Hace aproximadamente dos años, durante una estancia de trabajo en Milano, me crucé por casualidad con una exposición organizada por el Centro Internazionale di fotografia FORMA y dedicada a Irene Kung, una artista Suiza que en aquel entonces estaba afincada en Italia. Se trataba de unas fotografías de monumentos y edificios de todo el mundo muy emblemáticos, aquellos, delante de los cuales se ponen los turistas para sacarse la típica foto recuerdo, creando un escenario apropiado para fotos a la Martin Parr. La característica que hacía especiales estas imágenes y que me conquistó para siempre, era que dichos emblemas turísticos estaban circundados por un silencio negro, roto exclusivamente por pinceladas de luz magistralmente trazadas, que aislaban el sujeto, ofreciéndole una nueva dimensión temporal, espacial y emocional.
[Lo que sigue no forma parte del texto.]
PR #3296, opened 2026-09-06
fix(sftp): preserve browsed paths across tab snapshot transitions

binaricat:
## Summary

Switching away from an SSH terminal and back could still reset its SFTP browser to the terminal cwd and clear its filename filter, despite #3232. The panel briefly consumed the previous tab's live context before the new tab's publisher committed, invalidating cwd tracking and sometimes replacing the SFTP connection.

Keep each panel's last matching terminal/workspace snapshot during that publication gap. Unrelated snapshots are ignored, fresh panels wait for their owner, and actual cwd or focused workspace-pane changes still propagate.

## Type of Change

- [x] Bug fix

## Related Issue (optional)

Follow-up to #3232; related to #3230.

## Changes Made

- Match live snapshots to the owning standalone terminal or workspace.
- Retain only a matching snapshot during a tab reveal; clear the fallback when the hook owner changes.
- Add tests exercising the actual production subscription hook, including stale publication, new mounts, workspace focus changes, and owner changes.

## Screenshots / Demo

Reproduced twice in the actual `npm run dev` Electron app against an SSH host: enable follow terminal directory, browse a different folder, filter to one file, switch to a local tab and back. Before the fix the path returned to `/root` and the filter disappeared. A temporary trace showed the local tab's focused session entering the remote panel before its own snapshot arrived; no panel remount was required.

After the fix, the same UI steps preserved the folder and filter. A real `cd` still moved the SFTP browser to the new directory. Final source was retested in the development app. Diagnostic logging was removed.

## Testing

- [ ] Tests pass (`npm test`) — full suite not rerun
- [ ] Generated capability tool specs are updated when applicable (`npm run generate:capability-tools`) — not applicable
- [ ] No new console errors or warnings, if this affects app behavior — existing development warnings were present

124 focused tests pass across live snapshot isolation, SFTP follow, connection reuse/memory, side-panel wiring, and the tab bridge. The new regression test was run against the old hook and failed because `local-b` reached the `ssh-a` panel; it passes with this fix.

## Checklist

- [x] I have added or updated relevant documentation — reproduction and validation recorded here

### DIFF
--- a/application/state/sidePanelLiveTabIsolation.test.ts
+++ b/application/state/sidePanelLiveTabIsolation.test.ts
@@ -1,0 +1,79 @@
+import assert from 'node:assert/strict';
+import { readFileSync } from 'node:fs';
+import test from 'node:test';
+import vm from 'node:vm';
+import React, { useCallback, useRef, useSyncExternalStore } from 'react';
+import { act, create } from 'react-test-renderer';
+import ts from 'typescript';
+import { getSidePanelLiveSnapshot, subscribeSidePanelLiveSnapshot, sidePanelLiveStore, SIDE_PANEL_INACTIVE_LIVE_SNAPSHOT, type SidePanelLiveSnapshot } from './sidePanelLiveStore';
+
+// Exercise the production hook without importing the unrelated panel UI modules.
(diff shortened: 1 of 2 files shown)


binaricat:
@codex review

A partir de allí, empecé a profundizar en la vida y en la fotografía de Irene Kung y descubrí que su carrera artística empezó como pintora pero que encontró en la fotografía el mejor medio para encauzar su carácter extrovertido; descubrí que, además de la arquitectura, aplicaba la misma técnica y el mismo enfoque emocional también para fotografiar árboles, animales, olas.

Trittico Irene Kung Wave Horse Tree

Este año volví a hablar de ella y de su fotografía con Chiara Mariani Nilla, periodista y photo-editor del Corriere Della Sera, porque mi búsqueda del silencio en la fotografía, le recordó al silencio en el cual Irene Kung sumerge a los sujetos de sus fotografías. En el artículo que Chiara Mariani escribió en Sette, se encuentra una consideración muy acertada: “Irene Kung nos lleva a ver lo que normalmente miramos con distracción y a romper el hábito de la mirada”; además Chiara me contaba que Irene Kung, antes de empezar a disparar, aproxima el sujeto a través de un proceso en el cual se aísla del contexto ruidoso que normalmente caracteriza los lugares que fotógrafa para encontrar la apropiada conexión con su interior y empieza a hacer las fotos, solo cuando haya la justa luz  (prefiere hacer las fotos alrededor de la salida o de la puesta del sol) y sobre todo cuando percibe que haya encontrado una línea emocional directa con el sujeto. Esto es un proceso que muchos de nosotros conocemos, un proceso silencioso que busca la esencia. Irene Kung alcanza visualizar toda esta emoción vivida en el momento del disparo, a través de su intervención en post-producción en el cual usa la sombra y la oscuridad para exaltar la luz y las formas que ella quiere, en función de lo que ha emocionalmente vivido durante la toma de la fotografía y como muy bien dice Chiara Mariani en su artículo: “exaltando el valor semántico de los edificios”.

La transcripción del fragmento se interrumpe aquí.